Senyszyn: kobiety wciąż uderzają w szklany sufit

Senyszyn: kobiety wciąż uderzają w szklany sufit

Dodano:   /  Zmieniono: 
Joanna Senyszyn (fot. Wprost) Źródło: Wprost
Połowa miejsc na listach wyborczych dla kobiet, przy czym listy powinny być ustawiane "suwakowo" – przekonywała w TOK FM Joanna Senyszyn z SLD – Powinniśmy mieć połowę pierwszych miejsc, połowę drugich i połowę trzecich. ”Suwakowe” układanie list wyborczych jest najważniejsze – podkreślała europdeputowana.
- Jeżeli w Warszawie mamy 20 mandatów, a zatem 20 kandydatów i 20 kandydatek, to najważniejsze nie jest to, żeby na liście wyborczej było np. 14 kobiet. Jeżeli te kobiety znajdą się na miejscach od 15 do 29, to co nam to daje? – pytała retorycznie Senyszyn.

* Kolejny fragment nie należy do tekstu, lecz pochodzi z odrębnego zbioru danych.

PR #141, opened 2018-01-02
Detailed instructions on initial setup

can3p:
Github uses customized jekyll setup, that goes with bundled dependencies their own markdown implementation etc, so sometimes it's easier to use it instead of stock jekyll.

In addition to the the whole ruby/gems thing can be tricky due to dependencies mismatch and similar thing, so I've added a section to readme with detailed instructions, to make contributing easier.


pnathan:
please fix conflicts

pnathan:
(this is also a great idea and I will merge once the git issue is untangled)

can3p:
I resolved the conflict using github web interface and now it still shows pull request as broken on this page but as resolve on the page of my fork. What should I do to solve it there as well?

pnathan:
curious. <3 git

pnathan:
:sigh:

pnathan:
thank you for your contribution

PR #144, opened 2018-01-03
Improved grammar and information regarding structures.

jsjolen:
Hi!

I've swapped "loose" for "lose" (since that is correct grammar :-) ).

I removed the comment about MAKE-INSTANCE since it is indeed correct CL to create STRUCTURE-OBJECTs through it!

I also tried to clear up the phrasing of the lack of introspection available to structures.

### DIFF
--- a/data-structures.md
+++ b/data-structures.md
@@ -1269,8 +1269,7 @@ we remove an element with `remf`.
 Structures offer a way to store data in named slots. They support
 single inheritance.
 
-They can be considered superceded by classes of the Common Lisp
-Object System (CLOS), that don't have their limitations (see below).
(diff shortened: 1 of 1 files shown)


vindarel:
Absolutely ! Thanks.

jsjolen:
@vindarel , I decided to do some more research regarding make-instance.

Both SBCL and ECL supports using make-instance on structure-classes but this doesn't seem to be supported according to the standard (see links below). SBCL and ECL defines a method which specializes on CLASS, which is why it's supported in their respective impl.s.

I'm sorry for supplying a bad PR :-/.

http://www.lispworks.com/documentation/HyperSpec/Body/f_mk_ins.htm

http://www.lispworks.com/documentation/HyperSpec/Body/07_ag.htm

vindarel:
No don't worry it was all good !

PR #145, opened 2018-01-03
CSS: distinguish link to page source from page content

vindarel:
Some CSS around "page source", to distinguish it from page content and make it even more attractive.

selection_199

(welcome to designers)


can3p:
Looks much better!

PR #153, opened 2018-01-16
Files: read a file with uiop (no Alexandria), write to file

vindarel:
Just learned about uiop:read-file-[string,lines], so no need of Alexandria for that.

Added quick section "write to file".


pnathan:
nice

PR #160, opened 2018-02-20
Fix two links in functions.md

bendudson:
Two markdown syntax errors, and one broken link replaced by Wikipedia link (currying).


vindarel:
thank you !

Issue #149, opened 2018-01-09
Multidimensional arrays


bendudson:
I would like to make a start at writing a page on arrays in Common Lisp, aiming at something like this https://docs.julialang.org/en/stable/manual/arrays/ . I am interested in numerical/scientific computing, mainly solving PDEs from plasma physics, but would like to help this project if possible.  Topics would include:

- Types of arrays and vectors, including native and foreign arrays
- Operations on arrays, including element-wise and contraction
- Slicing and displacements
- Broadcasting 

Practical Common Lisp has a section on vectors and arrays, but does not go into much detail or cover much of this. I think most of this functionality is provided by libraries rather than the core language. 

I am very new to CL, so I plan to write a guide for my own benefit anyway. This is my impression, apologies in advance for errors or omissions:

There seem to be some quite mature libraries like Antik and GSLL, though the manual link here https://www.common-lisp.net/project/antik/index.html is broken, and documentation in general seems to be sparse. The other active(ish) library seems to be matlisp ( https://github.com/matlisp/matlisp ), though I am not sure how well these packages interact.

Several other projects exist, but most seem to be abandoned. Lisplab has a manual (https://common-lisp.net/project/lisplab/) but it's not on quicklisp. Other interesting but abandoned projects include http://quickdocs.org/array-operations/ which is on github (https://github.com/tpapp/array-operations). 

A relevant question on SO is: https://stackoverflow.com/questions/4116069/lisp-multidimensional-array-elementwise-operations

Is there a good guide to array operations in CL which I have missed? I understand that technical computing is not a focus for CL, but perhaps putting together a guide for new users would help consolidate the various libraries out there. Any suggestions or starting points welcome.

vindarel:
Hello, I myself can absolutely not tell you if there's a good guide about this out there :] but I can encourage you to write about it, yes, please write about this and about math in CL in general (issue about math: https://github.com/LispCookbook/cl-cookbook/issues/17).

Though, is [Maxima](http://maxima.sourceforge.net/documentation.html) not helpful ? algebra system, 

>  system for the manipulation of symbolic and numerical expressions, including differentiation, integration, Taylor series, Laplace transforms, ordinary differential equations, systems of linear equations, polynomials, sets, lists, **vectors** <--- \o/, matrices and tensors.

Also just stumbled across https://github.com/sjl/vex/ "yet another vector library", not ready but by an awesome CL hacker, to whom you could ask. 

[...]

PR #162, opened 2018-02-21
Multidimensional arrays page

bendudson:
This partly addresses issue #149, though is probably not ready yet. 

I have made a collection of useful recipes for manipulating standard arrays, rather than choosing one of the many CLOS-based extension libraries. I hope these are more generically useful.

Some of the libraries I've used, array-operations and LLA, have been abandoned by the author (https://tpapp.github.io/post/orphaned-lisp-libraries/), but they were the most convenient, or at least easiest to get working, of the many I looked at. I have adopted array-operations (https://github.com/bendudson/array-operations) and added to it, and will try to improve the documentation for LLA when I figure out how it works. 

Some of the array-operations functions may be found elsewhere, for example `each` is essentially the same as `array-map` from https://stackoverflow.com/questions/4116069/lisp-multidimensional-array-elementwise-operations . I thought it would be better to use a Quicklisp library where possible.

I've included some small utility functions and macros, which I found very useful, and couldn't find elsewhere. Is that ok? They are slightly simplified versions of things I've added to array-operations, but are not in the quicklisp version. I am not very experienced in CL, so these are likely not optimal or in the best style. Comments and improvements welcome!


vindarel:
Wooo, fantastic resource ! 

> I've included some small utility functions and macros, which I found very useful, and couldn't find elsewhere. Is that ok?

it's ok, and it will be even better when you find a place for them in a QL library :)

About array-operations, I'm sure you could become the new maintainer, did you ask ? He can give you push access or transfer ownership, and you'd have to notify QL by a new issue.

vindarel:
consequently, you could add a note in those snippets that they are in your version of array-operations (they are only a git clone in ql/local-projects after all), generally it's ok to me to advertise your active fork.

vindarel:
Also no mention of CLASP ? Just curious.

bendudson:
I haven't asked him yet, as I haven't been maintaining it long, but it's a good idea and I should ask.
CLASP would be good to add, but I haven't any experience (yet) of using it. It currently requires a compile from source so is probably not very beginner-friendly. I can definitely add a link to it.

PR #163, opened 2018-02-23
Improvements to multidimensional arrays page

bendudson:
Sorry, just too late... I think I've improved it in a few ways

- Mentions MAGICL and CLASP. MAGICL doesn't work directly with native arrays, so I have not included examples yet
- Added notes about array-operations repository
- Fixed (I think) my naive implementation of nested-loops, which used eval and would not work in general. The new version fixes these issues and has been (slightly) more thoroughly tested.
- Expanded some of the loop examples


vindarel:
sorry too, I'm impatient :)

PR #164, opened 2018-02-25
Link to modern public domain online CLOS MOP specification.

Hexstream:
[Almost entirely copy/pasted from [a similar pull request on awesome-cl](https://github.com/CodyReichert/awesome-cl/pull/124).]

Hello,

My modern public domain online version of the CLOS MOP specification was first released on 15 october 2017, and after further improvements, although my full vision has not yet been realized I feel this is in quite good enough shape to submit to the "Other CL Resources" section of the Common Lisp cookbook.

Full faithfulness to the contents of the book has been a top priority, which was ensured by carefully auditing the new version against the actual book, so this is very complete and safe to use. Mobile support is already implemented, and offline support and further improvements are underway.

I think it's safe to say that most people would prefer to use this new version over any other previously existing versions. A cursory look at my version should easily convince most people of this.

https://clos-mop.hexstreamsoft.com/

I hope this is to your satisfaction.

-------------------------------------------

(I inserted my entry right after the CLHS and CLUS entries because the CLOS MOP is probably the most important Common Lisp de-facto standard, and it is widely supported in all modern Common Lisp implementations, and users can easily make use of it through the `closer-mop` de-facto standard compatibility library (which was a Top 3 Common Lisp library for all of 2017 according to Quicklisp download stats). (I also wonder in passing if the CLUS entry should be a bit lower due to incompleteness, but I don't want to be a dick about it.))

(I added the "(modern public domain version)" part because I think quite a lot of people, when seeing "CLOS MOP specification", would think this is just either the old copyrighted no-modifications-allowed version or the Robert Strandh version.)

(Note that all or almost all of the CSS validation "errors" (as seen when clicking on "✔ CSS3" at the bottom of the page) stem from the validator not yet supporting CSS variables, a widely supported feature in all modern standards-compliant browsers. I consider this a bug in the validator.)

### DIFF
--- a/index.md
+++ b/index.md
@@ -46,6 +46,7 @@ title: Home
 * The [Awesome-cl](https://github.com/CodyReichert/awesome-cl) list
 * [The Common Lisp HyperSpec](http://www.lispworks.com/documentation/HyperSpec/Front/index.htm) by Kent M. Pitman
 * [The Common Lisp UltraSpec](http://phoe.tymoon.eu/clus/doku.php)
+* [CLOS MOP specification](https://clos-mop.hexstreamsoft.com/) (modern public domain version)
 * [Practical Common Lisp](http://www.gigamonkeys.com/book/) by Peter Seibel
 * [Common Lisp Recipes](http://weitz.de/cl-recipes/) by Edmund Weitz, published in 2016,
 * [Cliki](http://www.cliki.net/), Common Lisp's wiki


vindarel:
Hello, 
shall we put it on the clos page itself ? I think it's more appropriated.

Hexstream:
Violently disagree, but I'm tired of arguing about obvious stuff.

The CLOS MOP spec is almost like an official addendum to the CLHS.
closer-mop was the #3 Quicklisp library for all of 2017 according to Quicklisp download stats.

I don't care to say more about how profoundly important the CLOS MOP spec is, and why it shouldn't be buried in some page that very few people will visit instead of somewhere prominent along with other important resources.

vindarel:
Looks like you were tired and angry indeed.

I suggested to put this link on https://lispcookbook.github.io/cl-cookbook/clos.html, you might have not understood that.

Personally I don't see the point to add a link on the front page when the goal of the cookbook is to give recipes, with categories, and when the awesome-list already has those links.

I don't know why you speak about the CLUS.

Hexstream:
```
I suggested to put this link on https://lispcookbook.github.io/cl-cookbook/clos.html, you might have not understood that.
```

I did understand that you wanted to bury the link into a page that very few people would visit (https://lispcookbook.github.io/cl-cookbook/clos.html) instead of one that many, many more people would visit (https://lispcookbook.github.io/cl-cookbook/) (obviously a lot of people are going to just check the main page and then "bounce" for lack of time, possibly coming back later but not necessarily).

**There's already a link to the CLHS there, which has nothing to do with recipes.** As previously said:

```
The CLOS MOP spec is almost like an official addendum to the CLHS.
closer-mop was the #3 Quicklisp library for all of 2017 according to Quicklisp download stats.
```

**I really don't see why you'd want to put a link to the CLHS but not to "almost an official addendum to the CLHS" in this context, assuming your primary goal is helping users.**

vindarel:
> I really don't see why you'd want to put a link to the CLHS

because it's an old cookbook, with some cruft, because I didn't add it and I'm in favor of removing some links from this front page.

> bury the link into a big page that very few people would visit

I intend to show this link to people wanting to learn about CLOS… If people don't stop there, I don't see how this link about an important but advanced topic would help them.

> And where does it say this section is for recipe-style links only anyway??

it doesn't say, I don't say that either, my humble opinion open to *gentle discussion* is that we could  shorten it and put links on specific topics on their respective pages.

Hexstream:
Sorry, I thought this project was about helping users, that may have been a wrong impression.

vindarel:
errr, you're not helping us help users either O_o Did I say I was against your PR ? No. I was only trying to discuss to do better.

Hexstream:
I'm not helping you help users when I suggest to add a link to a relevant resource in an appropriate section already containing a link to a conceptually similar resource??

Well, I'm "not helping" in that once again someone prevents me from helping by preferring to argue about largely irrelevant details instead of instinctively helping users and opting to figure out the finer details later.

vindarel:
allright… thanks for the link.

Hexstream:
Better than nothing, thanks.

(I still don't understand how this isn't about on the same level of importance as the CLHS, but whatever.)

PR #165, opened 2018-03-01
More multidimensional arrays

bendudson:
Adds some BLAS calls, fixes a couple of typos, adds the outer-product function in `array-operations`
I've started a section on `Matlisp`, and slowly filling in as I figure it out. 

Is drip-feeding updates like this ok, or should I wait until it's all done (might be a very long wait...)?

### DIFF
--- a/arrays.md
+++ b/arrays.md
@@ -65,12 +65,13 @@ Some libraries available through
 [quicklisp](https://www.quicklisp.org/beta/) which take this approach 
 are: 
 
+* [matlisp](https://github.com/matlisp/matlisp), which is described in
+  sections below.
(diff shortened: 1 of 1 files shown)


vindarel:
Updates like this are very to me, I do similarly, otherwise the danger is to never send them…

I suggest we give you push access, shall we @pnathan ? (I can't do it) 
So than you can quickfix typos directly and send PRs with new content, so than followers can follow. There's also the CHANGELOG issue (152) for summaries.

vindarel:
Matlisp is now on Quicklisp: http://blog.quicklisp.org/2018/02/quicklisp-dist-update-for-february-2018.html

PR #166, opened 2018-03-05
More arrays

bendudson:
* Updated Matlisp intro, since now on Quicklisp
* Added section on converting between Matlisp tensors and CL arrays
* Added section on Matlisp element-wise operations
* Small update to nested-loop macro, using `loop` rather than `dotimes` and `nth`

### DIFF
--- a/arrays.md
+++ b/arrays.md
@@ -847,9 +847,9 @@ end point.
 ~~~
 
 ~~~lisp
-* (matlisp:linspace 1 (* 2 pi) 5)
+* (matlisp:linspace 0 (* 2 pi) 5)
 #<|<BLAS-MIXIN SIMPLE-DENSE-TENSOR: DOUBLE-FLOAT>| #(5)
- 1.000   2.321   3.642   4.962   6.283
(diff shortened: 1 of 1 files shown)


arrays.md
```diff
@@ -764,21 +762,15 @@ functions:
...
 ~~~lisp
 * (ql:quickload :matlisp)
 ~~~
 
-To avoid typing `matlisp:` in front of each symbol, you can use
+The nickname for `matlisp` is `m`, but to avoid typing `matlisp:` or
+`m:` in front of each symbol, you can use
 the package or for an interactive session run:
 ~~~lisp
 * (in-package :matlisp)
```
vindarel: what about also sometimes suggesting `use-package` ? (also re-showing a package definition using some libraries cannot hurt).

vindarel:
@pnathan, shall we give him push access ? (I don't have enough rights)

arrays.md
bendudson: Yes, good idea. I'll add something on using the packages.

PR #167, opened 2018-03-07
Fix broken link to Perl cookbook TOC

bendudson:
The current link is 404, but the TOC is listed on this page: http://shop.oreilly.com/product/9781565922433.do 

The link to http://www.oreilly.com/catalog/cookbook/ is currently forwarded to that page. Not sure which is more likely to be moved, but guessing that a product number may change.


vindarel:
nice catch ! (I thought we had an automatic checker… looks like we don't)

PR #170, opened 2018-04-03
Add section on circular lists to Data Structures

bendudson:
Creating using a function `circular!` or reader macro `#n=`.

Based on discussions/links here:
https://stackoverflow.com/questions/604988/self-referential-data-structures-in-lisp-scheme
https://stackoverflow.com/questions/16678371/circular-list-in-common-lisp
https://stackoverflow.com/questions/12649290/example-of-sharpsign-equal-sign-reader-macro

### DIFF
--- a/data-structures.md
+++ b/data-structures.md
@@ -78,6 +78,55 @@ or by calling quote:
 
 which is shorthand notation for the function call `(quote (1 2))`.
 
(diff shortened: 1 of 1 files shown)


vindarel:
Interesting, thanks!

PR #6390, opened 2024-04-27
Improved: title hover: date opacity 0.3 -> 0.5

math-GH:
Improves https://github.com/FreshRSS/FreshRSS/pull/6373#issuecomment-2080063273

### DIFF
--- a/p/themes/base-theme/frss.css
+++ b/p/themes/base-theme/frss.css
@@ -1287,7 +1287,7 @@ a.website:hover .favicon {
 }
 
 .flux:not(.current):hover .flux_header .item .date {
-	opacity: 0.3;
+	opacity: 0.5;
 }
 
 .flux:not(.current):hover .item .title {
--- a/p/themes/base-theme/frss.css
+++ b/p/themes/base-theme/frss.css
@@ -1286,10 +1286,6 @@ a.website:hover .favicon {
 	z-index: 2;
 }
 
-.flux:not(.current):hover .flux_header .item .date {
-	opacity: 0.5;
-}
-
 .flux:not(.current):hover .item .title {
 	background-color: inherit;
 }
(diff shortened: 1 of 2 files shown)


Alkarex:
But now it fails in light mode :-P

image

The date should not become less visible when the article is highlighted, and it should probably have the same colour than the title

math-GH:
Thanks for your feedback. Would you suggest to revert the date behavior (do not change the font color while hovering)?

Alkarex:
> Would you suggest to revert the date behavior (do not change the font color while hovering)?

I have not looked at the implementation in details, but I think the date should have the same colour as the title, and if the title overlaps with the date, then use another mechanism to either hide the date completely or use a background for the title.

math-GH:
> > Would you suggest to revert the date behavior (do not change the font color while hovering)?
> 
> I(...) I think the date should have the same colour as the title, 

that is not the current behaviour. I have not checked each theme in detail, but f.e. the Origine theme has a grey font color of the date.

> and if the title overlaps with the date, then use another mechanism to either hide the date completely

it would hide the date also if the title does not overlap the date column.

>  or use a background for the title.

It is already implemented. But I cannot add too much padding between the last letter of the title and the border, because if could cut the last letters.

Alkarex:
>> I think the date should have the same colour as the title,

> that is not the current behaviour

Indeed, my bad, I was not remembering correctly.

Even with this PR, the date becomes *less* visible when hovering compared to when not hovering, which is what troubles me. It is a regression compared to version 1.23.1. It would be nice to fix if possible.

math-GH:
Back to the behavior of 1.23.1 while hovering.

This screenshot shows the issue while hovering and having the same font color of author and date:
grafik

Alkarex:
Yes, there is a possible improvement there, but let's come back to it later. Maybe a CSS background opacity gradient or something else to mitigate the issue.

PR #6297, opened 2024-04-13
Reading view: action icons position

math-GH:
inspired by #6261 from @joshka

### (default): above title
grafik

grafik

### in authors and date row
grafik

grafik

### top line article icons configs respected
grafik

How to test the feature manually:

1. go to config `reading`, section `Articles: header/footer`
2. edit the option
3. see in reading view

Pull request checklist:

- [x] clear commit messages
- [x] code manually tested

PR #6395, opened 2024-04-27
New: Sharing articles from the article title line

math-GH:
It adds a column for sharing articles directly in the normal view article row

grafik

config via display config (default: not selected)
grafik

Pull request checklist:

- [x] clear commit messages
- [x] code manually tested


math-GH:
The reading view is untouched yet. It will prevent conflicts with #6297. Sharing will be added later.

Alkarex:
I like the idea, but I would like to suggest a more powerful solution: make a menu from the title line as you have, but allowing multiple functions, the sharing one being a sub-menu.
Examples of functions (which can be added in other PRs) include: mark previous articles as read, reload full content, search similar articles, etc.

app/views/helpers/index/normal/entry_header.phtml
```diff
@@ -52,26 +53,72 @@
...
+				<a class="dropdown-toggle" href="#dropdown-share2-<?= $this->entry->id() ?>" title="<?= _t('index.share') ?>">
+					<?= _i('share') ?>
+				</a>
+
+				<ul class="dropdown-menu">
+					<li class="dropdown-header"><?= _t('index.share') ?> <a href="<?= _url('configure', 'integration') ?>"><?= _i('configure') ?></a></li><?php
+						$id = $this->entry->id();
+						$link = $this->entry->link();
+						$title = $this->entry->title() . ' · ' . ($this->feed === null ? '' : $this->feed->name());
+						foreach (FreshRSS_Context::userConf()->sharing as $share_options) {
```
Alkarex: Implementation consideration: this adds a lot of data in the output (consume resources server side, at network level, and client side) for a non-essential shortcut feature. To save resources and improve performances, I think this should be left to a dynamically-generated menu like we have for the configuration drop-down menu of the feeds in the aside bar.

Example:
https://github.com/FreshRSS/FreshRSS/blob/329fd4bcf6504c74e3906e51c6fc2124bc09cc02/app/layout/aside_feed.phtml#L153-L189

Or (probably even better) use an HTML template element https://developer.mozilla.org/docs/Web/HTML/Element/template like:
https://github.com/FreshRSS/FreshRSS/blob/329fd4bcf6504c74e3906e51c6fc2124bc09cc02/app/views/configure/integration.phtml#L15-L31

math-GH:
@Alkarex Thanks for your feedback.

Let me explain my roadmap that I have in mind:
General idea is to have the features "sharing" and "my labels" in the header too. It is not a good UX to have both just in the footer. The options are already there in the table "article actions" (as disabled checkboxes). Let the users decide if they need it or not. If the user does not need it it will not have an HTML overhead. If the user decides to have this option in the header and not in the footer anymore: plus minus zero overhead ;)
If the user decides to have the sharing menu in the header and disable other buttons (f.e. the reading icon and the "open on website" icon), then there is enough space.

TODO: I was thinking to use the templates too, because this menu is created in each article (also before this PR). I wanted to do this refactoring after this PR to keep focus on this feature and do not mix it with the refactoring of the existing sharing menu.

The submenu thing: yes, I am thinking about it too, but there is some more brain power needed ;) Right now the code does not have any sub menu features. A sub menu needs one more click/interaction than just a button (I can remember some discussion about having 1 more click to more-or-less important features). I think it will be important to have this sub menu feature and more features as you described. We could play here with CSS container queries too, so that it is usable on small and big screens.

My roadmap in bullet points to summarize it:

1. waiting for merging this PR (need to wait a bit for release of 1.24.0 and maybe a bit more for bugfixes of 1.24.0 -> 1.24.1) and keep this code free of merging conflicts
2. refactor the menu to use a template instead of duplicated HTML code
3. add "my labels" feature in similar way
4. (maybe) thinking about having the article tags in the header too (I can remember there are some feature requests)
5. optimize the UI and "compress" actions into a sub menu

While doing it we should not forget to have a good integration into the reading view too.

I am bit excited to implement it :)

math-GH:
> 2. refactor the menu to use a template instead of duplicated HTML code
> 3. add "my labels" feature in similar way

A search could be add there too: #6595

math-GH:
@Alkarex Could we merge this PR?

Alkarex:
There seems to be a regression in the theme (title colours):
image

Alkarex:
And please double-check my light refactoring https://github.com/FreshRSS/FreshRSS/pull/6395/commits/6e55595005ce8904cbcc0af4a37b99a5abcd09bd

math-GH:
> There seems to be a regression in the theme (title colours)

fixed. it was issued by merge conflicts.

math-GH:
> And please double-check my light refactoring [6e55595](https://github.com/FreshRSS/FreshRSS/commit/6e55595005ce8904cbcc0af4a37b99a5abcd09bd)

Nice! Thanks!

arseru:
This new feature is really really great, thanks a lot! Do you know how could I achieve the same sharing functionality you added for Whatsapp, but for Telegram?

PR #6421, opened 2024-05-01
Fix user query filter display

### LINKED ISSUE #6360: [Bug] User Queries: different displays - depends on selecting main stream or not
### Describe the bug

While trying to reproduce #5674 I found following bug:

main stream selected: user query box is "empty" (`no filter`)
grafik

selecting another stream: user query box lists the parameters
grafik

### To Reproduce

1. Go to User Queries
2. chose the type
3. submit
4. see the box in the user queries overview page

### Expected behavior

minimum the `expression` is listed in the overview.

`no filter` message only if nothing is selected like this example (screen shot from demo.freshrss.org, that has an older version than the current 1.23.2-dev):
grafik

### FreshRSS version

1.23.2-dev (latest)

### Environment information

- Database version: SQLite
- PHP version: PHP 8.0

### Additional context

_No response_

Alkarex:
fix https://github.com/FreshRSS/FreshRSS/issues/6360

### DIFF
--- a/app/Models/UserQuery.php
+++ b/app/Models/UserQuery.php
@@ -155,22 +155,22 @@ class FreshRSS_UserQuery {
 
 	/**
 	 * Check if the user query has parameters.
-	 * If the type is 'all', it is considered equal to no parameters
 	 */
 	public function hasParameters(): bool {
-		if ($this->get_type === 'all') {
-			return false;
+		if ($this->get_type !== 'all') {
+			return true;
 		}
 		if ($this->hasSearch()) {
 			return true;
 		}
-		if ($this->state) {
+		if (!in_array($this->state, [
+				0,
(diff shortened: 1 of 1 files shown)


math-GH:
Quite better as before PR.

What I think is not good working right now:
"Empty filter" text, if there is no expression and the main stream chosen.
grafik


If you select this query f.e. in the view of favorites, than it would jump to the main stream.
If you would select this query in the main stream, but you have the "show only unread articles, then it would show unread and read articles after reloading.

One more thought: Does it make sense to keep the "no filter" text? I would say that every query is a valid filter.

If the expression is mandatory then we should mark it as mandatory (via require attribute)

Alkarex:
The search expression is not mandatory. We could indeed remove the *no filter*. Let's keep that for another PR, as it is less urgent for 1.24.0.

PR #6423, opened 2024-05-02
Fix CSS selector preview

### LINKED ISSUE #6266: [Bug] Preview of CSS selector uses the one saved and not the one entered
### Describe the bug

I find it misleading that when previewing a CSS selector, it uses the one that is saved and not the one entered. When one doesn't really know what to input there and goes by trial and error, it is very cumbersome to each time save the settings and go back to the config to be able to preview the selector.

Senyszyn mówiła także o weekendowych Manifach organizowanych przez działaczki feministyczne. – Takie marsze są bardzo mobilizujące – mówiła eurodeputowana. – Kobiety ciągle muszą walczyć o swoje prawa, mimo iż mamy je na papierze. Ciągle zarabiamy 25 proc. mniej niż mężczyźni, mamy szklany sufit, ciężko nam awansować – wyliczała.